This is going to be a pain, and involve lots of swearing [smiley=argue.gif]


----------



## SwissJetPilot (Apr 27, 2014)

Old post on the same topic, specifically how to deal with the screw -

https://www.ttforum.co.uk/forum/viewtop ... &t=1756282

I think even the workshop manual index has a reference to the correct swear words. :lol:


----------



## MT-V6 (Jan 11, 2015)

Sounds all too familiar. I can't remember if you said you have a complete mirror or not? As if you have, at least if you damage the threaded part you have a replacement?

I like the solution above regarding drilling out the hole so a larger torx head can be used. Maybe we could get custom stainless steel screws from somewhere if we made a group order, if anyone knows a place that will do that?


----------



## barry_m2 (Jun 29, 2015)

MT-V6 said:


> Sounds all too familiar. I can't remember if you said you have a complete mirror or not? As if you have, at least if you damage the threaded part you have a replacement?
> 
> I like the solution above regarding drilling out the hole so a larger torx head can be used. Maybe we could get custom stainless steel screws from somewhere if we made a group order, if anyone knows a place that will do that?

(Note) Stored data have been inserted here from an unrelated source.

PR #521, opened 2025-01-25
feat: perform child healthiness assessment over a period of time

### LINKED ISSUE #520: Assess child resource healthiness at regular intervals after a delay and withing a range of time
# Summary

During a progressive upgrade, assess the child resource healthiness after a long delay (120s) and then reassess periodically (every 10s) for a certain period of time (60s).

# Use Cases

In case of bad image changes of a pipeline vertex.

---

afugazzotto:
Fixes #520 

### Modifications

Added a config parameter to describe the assessment schedule via 3 numerical values: a time delay when to start the assessment, for how long to perform assessments, and how often to assess within the assessment window.
Modified the assessment logic and requeuing logic to reflect the 3 values above based on assessment result. The assessment will stop in case of failure unless a new upgrade version of the rollout is being reconciled.

### Verification

Manual tests, E2e tests, and unit tests.

No issue.


internal/controller/progressive/progressive.go
```diff
@@ -288,9 +290,19 @@ func processUpgradingChild(
...
-) (bool, bool, error) {
+) (bool, bool, time.Duration, error) {
 	numaLogger := logger.FromContext(ctx)
 
+	globalConfig, err := config.GetConfigManagerInstance().GetConfig()
+	if err != nil {
+		return false, false, 0, fmt.Errorf("error getting the global config for assessment processing: %w", err)
+	}
+
+	delay, assessFor, assessEvery, err := globalConfig.GetChildStatusAssessmentSchedule()
```
juliev0, line 301: nit: what do you think about calling `assessFor` -> `assessmentPeriod` and `assessEvery` -> `assessmentInterval`?

pkg/apis/numaplane/v1alpha1/status_types.go
```diff
@@ -229,21 +231,39 @@ func (status *Status) ClearUpgradeInProgress() {
...
-// It checks if the Status object is not nil, the UpgradingChildStatus is not nil,
-// the NextAssessmentTime is in the future, and the AssessmentResult is not successful.
-// If the AssessmentResult is successful and the NextAssessmentTime is in the future
-// we should not check again since the assessment has already been performed.
+// If the AssessmentResult has not been deemed failed already
+// and the current time is after NextAssessmentTime and before AssessUntil,
+// the assessment can be performed.
+// NOTE: the assessment can also be performed if the current time is past the
+// end time of the window but the previous assessment was a failure. This allows us to
+// fix a failed upgrade by using a new rollout version with the fix.
```
juliev0, line 261: we're not doing that anymore, right?

internal/controller/progressive/progressive.go
afugazzotto: Then I would also change `delay` -> `assessmentDelay`. What do you think?

pkg/apis/numaplane/v1alpha1/status_types.go
```diff
@@ -229,21 +231,39 @@ func (status *Status) ClearUpgradeInProgress() {
...
 func (cs *ChildStatus) CanAssess() bool {
-	return cs != nil && cs.NextAssessmentTime.Time.After(time.Time{}) && time.Now().After(cs.NextAssessmentTime.Time) && cs.AssessmentResult != AssessmentResultSuccess
+	return cs != nil &&
+		cs.NextAssessmentTime.After(time.Time{}) && time.Now().After(cs.NextAssessmentTime.Time) &&
+		((cs.AssessUntil.After(time.Time{}) && time.Now().Before(cs.AssessUntil.Time) && cs.AssessmentResult != AssessmentResultFailure) ||
+			cs.AssessmentResult == AssessmentResultFailure)
```
juliev0, line 266: I'm confused about this last part of the if statement `cs.AssessmentResult == AssessmentResultFailure` - I don't think we should be checking for failure after `cs.AssessUntil.Time`. Didn't we agree on this plan?:
"After 120 seconds, we start to check. As soon as we reach "not unknown", we check for an additional 60 seconds."

internal/controller/progressive/progressive.go
juliev0: yes, thanks!

pkg/apis/numaplane/v1alpha1/status_types.go
afugazzotto: That's correct. That last part (`cs.AssessmentResult == AssessmentResultFailure`) is there to stop assessing in case of failures occurring after the 120 seconds and before the 60 seconds have passed (after the initial assessment).

juliev0: I can see this is related to your comment above:
```
// NOTE: the assessment can also be performed if the current time is past the
// end time of the window but the previous assessment was a failure. This allows us to
// fix a failed upgrade by using a new rollout version with the fix.
```

When we have a new rollout version with the fix, that should clear the ChildStatus altogether.

juliev0: > That's correct. That last part (`cs.AssessmentResult == AssessmentResultFailure`) is there to stop assessing in case of failures occurring after the 120 seconds and before the 60 seconds have passed (after the initial assessment).

Am I misreading? It looks like that last part doesn't take into account `AssessUntil` at all

afugazzotto: @juliev0 updated the logic as per discussion

internal/controller/monovertexrollout/monovertexrollout_controller.go
```diff
@@ -292,7 +292,7 @@ func (r *MonoVertexRolloutReconciler) processExistingMonoVertex(ctx context.Cont
 		}
 	}
 
-	requeue := false
+	requeueDelay := time.Duration(0)
```
juliev0, line 295:
```suggestion
	requeueDelay := time.Duration(0)   // 0 means "no requeue"
```

internal/controller/isbservicerollout/isbservicerollout_controller.go
```diff
@@ -276,7 +276,7 @@ func (r *ISBServiceRolloutReconciler) GetChildTypeString() string {
 // - true if needs a requeue
```
juliev0, line 276: fix comment related to parameter type

internal/controller/monovertexrollout/monovertexrollout_controller.go
```diff
@@ -255,7 +255,7 @@ func (r *MonoVertexRolloutReconciler) reconcile(ctx context.Context, monoVertexR
 
 // return whether we should requeue, and return error if any (if returning an error, we will requeue anyway)
```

The only part I don't have is the inner threaded part. But to be honest I just want to get it off, so right now I'm fully prepared to butcher it and worry about fixing it after!


----------



## SwissJetPilot (Apr 27, 2014)

Check out workshop manual _Exterior Workshop Manual - D3E8006F7B3_ (it's in the KB with all the others) -

https://www.ttforum.co.uk/forum/viewtop ... &t=1833829


----------



## JohnnyFarmer (Aug 19, 2016)

Back to the mirror modules - My ebay guy sold 801F & 802F with the power fold mirrors - I don't appear to have seen these mentioned before - do we think they are compatible?


----------



## MT-V6 (Jan 11, 2015)

I don't see F either in the VCDS label file?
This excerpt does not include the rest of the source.